Jane and Mrs Glaze were also talking about them. Jane had thanked her for bringing in the coffee and biscuits at such an opportune time and for providing the clean towel.

'Oh, madam,' said Mrs Glaze, 'but I couldn't find a new tablet of soap.'

'Wasn't there any in the cloakroom?'

'Only the animals, madam.'

'Well, I believe it's quite good soap. I expect the Canon would enjoy using them. Men are such children in many ways.' Though perhaps not all in the same way, Jane thought. He may have regarded them as some dangerous form of idolatry.

'I was hoping he might think they belonged to Miss Flora,' said Mrs Glaze.

'Yes, he might have thought that. After all she is still a child, really.' And yet even she was old enough to enjoy doing Milton with Lord Edgar Ravenswood and to fall in love with a young man called Paul who was reading Geography. Could children do these things?
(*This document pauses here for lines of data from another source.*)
PR #11468, opened 2023-09-26
Force module to node16 for ts-node

fearthecowboy:
This is needed if the system typescript is 5.2.2+

### DIFF
--- a/Extension/.scripts/tsconfig.json
+++ b/Extension/.scripts/tsconfig.json
@@ -1,7 +1,7 @@
 {
     "compilerOptions": {
         "target": "ES2022",
-        "module": "CommonJS",
+        "module": "node16",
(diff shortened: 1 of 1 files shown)


sean-mcmanus (approved):

Extension/.scripts/tsconfig.json
```diff
@@ -1,7 +1,7 @@
 {
     "compilerOptions": {
         "target": "ES2022",
-        "module": "CommonJS",
+        "module": "node16",
```
bobbrow, line 4: When I auto-complete this, it gives me `"Node16"` with a capital N

bobbrow: Oh, but the docs use the lowercase version.  Nevermind.

Issue #11447, opened 2023-09-19
`${env:MY_VAR}` is not handled correctly on macOS and Linux if it returns undefined value


ryuujo1573:
### Environment

- OS and Version: macOS 13
- VS Code Version: any
- C/C++ Extension Version: latest

### Bug Summary and Steps to Reproduce

Bug Summary:

When specifying the `includePath` property of `c_cpp_properties.json` configurations,
I was told that either `${env` or `SOME_VAR}/lib/include/**` is not a path.
<img width="841" alt="Screenshot 2023-09-19 at 12 00 08" src="https://github.com/microsoft/vscode-cpptools/assets/16525512/2ab30a81-2986-42bf-8d05-0f20685d5ea0">

> The hidden path is cwd

Steps to reproduce:
1. add a item of `${env:SOME_VAR}/lib/include/**` to `includePath`.
2. boom

Expected behavior:
[This should work](https://code.visualstudio.com/docs/editor/variables-reference#_environment-variables)

### Configuration and Logs

```shell
{
    "configurations": [
        {
            "name": "Mac",
            "includePath": [
                "${workspaceFolder}/**",
                "${env:EMSCRIPTEN_ROOT}/libexec/system/include/**"
            ],
            "defines": [
                "WASM"
            ],
            "macFrameworkPath": [
                "/Library/Developer/CommandLineTools/SDKs/MacOSX.sdk/System/Library/Frameworks"
            ],
            "compilerPath": "/usr/bin/clang",
            "cStandard": "c17",
            "cppStandard": "c++17",
            "intelliSenseMode": "macos-clang-arm64"
        }
    ],
    "version": 4
}
```

```[tasklist]
### Tasks
```

michelleangela:
@ryuujo1573 
To use env variables in the [c_cpp_properties.json file](https://code.visualstudio.com/docs/cpp/c-cpp-properties-schema-reference), they need to be defined as follows:

![image](https://github.com/microsoft/vscode-cpptools/assets/38734287/4e70ca9f-ff55-4b17-9056-02c296429941)

Could you try defining `EMSCRIPTEN_ROOT` in c_cpp_properties.json under the config ` "env": {  }`?

michelleangela:
Update: the parser for resolving variables on macOS and Linux is broken. It works for Windows.

ryuujo1573:
Sorry for late reply 😢 

- [x] `${env:VAR}` parsing is broken on posix os :)

[...]

PR #11480, opened 2023-09-28
Handle undefined environment variable

michelleangela:
Issue https://github.com/microsoft/vscode-cpptools/issues/11447.

This fixes the processing of an environment variable in `CppProperties.resolveAndSplit` and `CppProperties.resolvePath`.

**Problem:**
In `util.resolvedVariable`, `process.env` returns undefined if an environment variable is not found or available, and `util.resolvedVariable` will return the match `${env:VAR}` if not resolved.  The `${env:VAR}` will then get split and appended to other paths incorrectly and processed as if it's the variable was resolved and would lead to incorrect values for other variables or paths.

**Fix:**
If an environment variable is not found or resolved, do not try to further change or process it.

### DIFF
--- a/Extension/src/LanguageServer/configurations.ts
+++ b/Extension/src/LanguageServer/configurations.ts
@@ -708,6 +708,10 @@ export class CppProperties {
         this.onSelectionChanged();
     }
 
+    private variableHasEnv(value: string): boolean {
+        return value.includes("env:");
+    }
+
     private resolveDefaults(entries: string[], defaultValue?: string[]): string[] {
         let result: string[] = [];
         entries.forEach(entry => {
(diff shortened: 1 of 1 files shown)


Extension/src/LanguageServer/configurations.ts
```diff
@@ -762,8 +766,14 @@ export class CppProperties {
         }
         paths = this.resolveDefaults(paths, defaultValue);
         paths.forEach(entry => {
-            const entries: string[] = util.resolveVariables(entry, env).split(path.delimiter).map(e => glob ? this.resolvePath(e, false) : e).filter(e => e);
-            resolvedVariables.push(...entries);
+            const resolvedVariable: string = util.resolveVariables(entry, env);
```
bobbrow, line 765: I was thinking we could just resolve undefined environment variables to the empty string in `util.resolveVariables`.  Then you wouldn't have to do any checks about leftover `${env:}` stuff.

bobbrow: I believe most terminals behave that way when resolving env variables that don't exist (resolve to empty string)

michelleangela: I purposely returned the unresolved variable as is so that it will show up as unresolved in the logs.

michelleangela: I'll make the `util.resolveVariables` return empty if an env is unresolved and have the caller save the original variable string.

sean-mcmanus (dismissed):

Extension/src/LanguageServer/configurations.ts
michelleangela: After investigating the other callers and scenarios that use the utility `resolveVariables`, I determined that returning an empty string for an unresolved `env` variable would break other case or scenarios where an empty string is valid such as `""` value for compilerPath or where `""` is returned for `${default}`.

Rather than changing the expected behavior of this utility function and changing the callers and potentially breaking them, it is less risky to have the caller check the returned value for further post processing. I removed the helper function to check if a returned value has "env" or not, as that currently is only needed in two places.

If needed, I propose a different PR to change the design/usage of all utilities that resolve variables to ensure a consistent  /robust behavior for all callers.

sean-mcmanus (approved):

Nicholas appeared just before lunch and Jane told him of her eventful morning. They had a good laugh about the soap animals.

'I wonder if he will tell the Bishop,' said Nicholas.

'It would be rather ominous if he kept it to himself,' said Jane; 'it would seem as if he considered it rather important, not a matter for joking.'

28 October 2008

from Going Solo, 'The Voyage Out' (Roald Dahl)

Dressing? Oh yes, indeed. We all dressed for dinner every single evening on board that ship. The male species of the Empire-builder, whether he is camping in the jungle or is at sea in a rowing-boat, always dresses for dinner, and by that I mean white shirt, black tie, dinner-jacket, black trousers and black patent-leather shoes, the full regalia, and to hell with the climate.